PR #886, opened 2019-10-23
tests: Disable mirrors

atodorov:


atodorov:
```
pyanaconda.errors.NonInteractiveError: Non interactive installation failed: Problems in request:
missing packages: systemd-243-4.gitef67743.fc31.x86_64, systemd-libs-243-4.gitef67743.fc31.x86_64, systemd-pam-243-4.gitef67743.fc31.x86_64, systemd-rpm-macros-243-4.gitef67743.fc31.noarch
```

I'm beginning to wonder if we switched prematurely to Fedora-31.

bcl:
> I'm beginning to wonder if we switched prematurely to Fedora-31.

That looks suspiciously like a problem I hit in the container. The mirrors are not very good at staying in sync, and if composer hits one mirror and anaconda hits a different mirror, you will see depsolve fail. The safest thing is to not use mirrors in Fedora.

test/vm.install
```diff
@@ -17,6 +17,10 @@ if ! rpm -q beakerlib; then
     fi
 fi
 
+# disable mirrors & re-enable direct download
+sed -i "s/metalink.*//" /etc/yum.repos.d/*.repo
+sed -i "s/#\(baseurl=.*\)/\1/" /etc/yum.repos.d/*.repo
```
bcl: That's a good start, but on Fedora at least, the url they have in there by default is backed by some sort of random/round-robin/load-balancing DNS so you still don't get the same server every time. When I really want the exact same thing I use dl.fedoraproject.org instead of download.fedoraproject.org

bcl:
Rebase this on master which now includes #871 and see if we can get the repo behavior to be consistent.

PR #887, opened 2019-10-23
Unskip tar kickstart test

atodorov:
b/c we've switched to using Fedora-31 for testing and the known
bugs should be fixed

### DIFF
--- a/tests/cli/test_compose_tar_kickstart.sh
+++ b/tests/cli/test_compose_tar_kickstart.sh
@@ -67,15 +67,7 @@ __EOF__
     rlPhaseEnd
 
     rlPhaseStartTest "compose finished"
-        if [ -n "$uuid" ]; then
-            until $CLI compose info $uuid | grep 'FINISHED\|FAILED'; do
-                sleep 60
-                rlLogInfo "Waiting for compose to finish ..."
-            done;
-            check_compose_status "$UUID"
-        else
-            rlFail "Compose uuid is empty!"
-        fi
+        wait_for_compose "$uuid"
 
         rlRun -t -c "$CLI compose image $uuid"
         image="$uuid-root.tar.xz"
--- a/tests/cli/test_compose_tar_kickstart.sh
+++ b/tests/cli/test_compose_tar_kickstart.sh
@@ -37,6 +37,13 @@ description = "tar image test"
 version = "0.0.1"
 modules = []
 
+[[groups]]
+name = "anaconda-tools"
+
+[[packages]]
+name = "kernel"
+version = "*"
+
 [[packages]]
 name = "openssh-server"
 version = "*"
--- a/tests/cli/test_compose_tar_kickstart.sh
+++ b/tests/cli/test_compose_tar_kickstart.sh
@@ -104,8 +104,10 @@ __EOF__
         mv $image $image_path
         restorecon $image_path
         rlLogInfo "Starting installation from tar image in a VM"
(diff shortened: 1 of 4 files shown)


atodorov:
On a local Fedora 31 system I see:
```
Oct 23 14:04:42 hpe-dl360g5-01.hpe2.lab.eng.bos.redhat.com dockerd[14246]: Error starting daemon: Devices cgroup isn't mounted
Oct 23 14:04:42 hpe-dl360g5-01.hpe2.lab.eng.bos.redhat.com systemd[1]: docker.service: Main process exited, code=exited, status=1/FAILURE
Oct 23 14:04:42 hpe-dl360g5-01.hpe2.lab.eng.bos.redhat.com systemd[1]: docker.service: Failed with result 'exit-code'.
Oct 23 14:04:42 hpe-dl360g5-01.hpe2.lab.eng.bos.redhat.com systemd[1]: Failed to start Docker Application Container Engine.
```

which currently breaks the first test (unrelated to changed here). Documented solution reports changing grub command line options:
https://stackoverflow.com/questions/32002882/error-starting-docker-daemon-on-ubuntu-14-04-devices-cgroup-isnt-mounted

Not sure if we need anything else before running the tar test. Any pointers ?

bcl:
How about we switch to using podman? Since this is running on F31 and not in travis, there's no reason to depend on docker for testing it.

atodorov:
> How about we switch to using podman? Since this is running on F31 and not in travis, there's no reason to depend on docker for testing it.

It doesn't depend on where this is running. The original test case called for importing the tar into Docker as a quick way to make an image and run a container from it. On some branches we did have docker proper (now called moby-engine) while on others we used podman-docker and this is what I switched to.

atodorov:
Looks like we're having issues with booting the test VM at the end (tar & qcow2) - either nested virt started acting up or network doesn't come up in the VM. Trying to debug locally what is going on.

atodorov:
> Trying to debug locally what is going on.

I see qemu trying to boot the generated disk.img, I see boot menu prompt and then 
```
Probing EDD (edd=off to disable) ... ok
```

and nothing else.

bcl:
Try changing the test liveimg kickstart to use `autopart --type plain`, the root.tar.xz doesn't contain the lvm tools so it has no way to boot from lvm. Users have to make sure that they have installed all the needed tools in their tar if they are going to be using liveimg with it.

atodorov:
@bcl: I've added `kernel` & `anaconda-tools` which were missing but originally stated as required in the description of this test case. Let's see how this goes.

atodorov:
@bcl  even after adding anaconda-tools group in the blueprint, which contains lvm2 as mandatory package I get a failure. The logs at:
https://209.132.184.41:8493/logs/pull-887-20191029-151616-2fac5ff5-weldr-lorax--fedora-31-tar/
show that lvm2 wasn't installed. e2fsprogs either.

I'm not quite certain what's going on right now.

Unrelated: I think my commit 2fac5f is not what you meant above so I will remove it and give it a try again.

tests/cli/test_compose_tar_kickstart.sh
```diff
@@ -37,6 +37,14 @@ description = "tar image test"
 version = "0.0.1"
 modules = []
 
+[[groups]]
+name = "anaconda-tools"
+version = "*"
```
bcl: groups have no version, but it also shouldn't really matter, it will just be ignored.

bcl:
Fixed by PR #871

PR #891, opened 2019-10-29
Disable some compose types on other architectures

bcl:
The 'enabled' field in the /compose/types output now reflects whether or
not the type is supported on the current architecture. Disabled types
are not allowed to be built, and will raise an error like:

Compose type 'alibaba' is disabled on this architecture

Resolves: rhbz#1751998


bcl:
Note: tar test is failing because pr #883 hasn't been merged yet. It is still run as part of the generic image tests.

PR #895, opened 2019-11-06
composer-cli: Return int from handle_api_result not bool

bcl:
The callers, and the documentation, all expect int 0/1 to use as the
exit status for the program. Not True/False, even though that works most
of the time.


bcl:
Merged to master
+---+
ACTIVITY –
Lines with "reason" in the records above: copy every one of them.

RESPONSE AREA –
How about we switch to using podman? Since this is running on F31 and not in travis, there's no reason to depend on docker for testing it.
> How about we switch to using podman? Since this is running on F31 and not in travis, there's no reason to depend on docker for testing it.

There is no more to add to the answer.